▶ [Work to complete]: Repeat every line that appears below, with nothing altered.

▶ [Data]:
--- START ---
PR #851, opened 2023-06-15
Move source deactivation step after top level filter matching

### LINKED ISSUE #842: Source deactivation should occur before filter checking in triggering event-level attribution flow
--- END ---
▶ [Response to the exercise]:
PR #851, opened 2023-06-15
Move source deactivation step after top level filter matching

### LINKED ISSUE #842: Source deactivation should occur before filter checking in triggering event-level attribution flow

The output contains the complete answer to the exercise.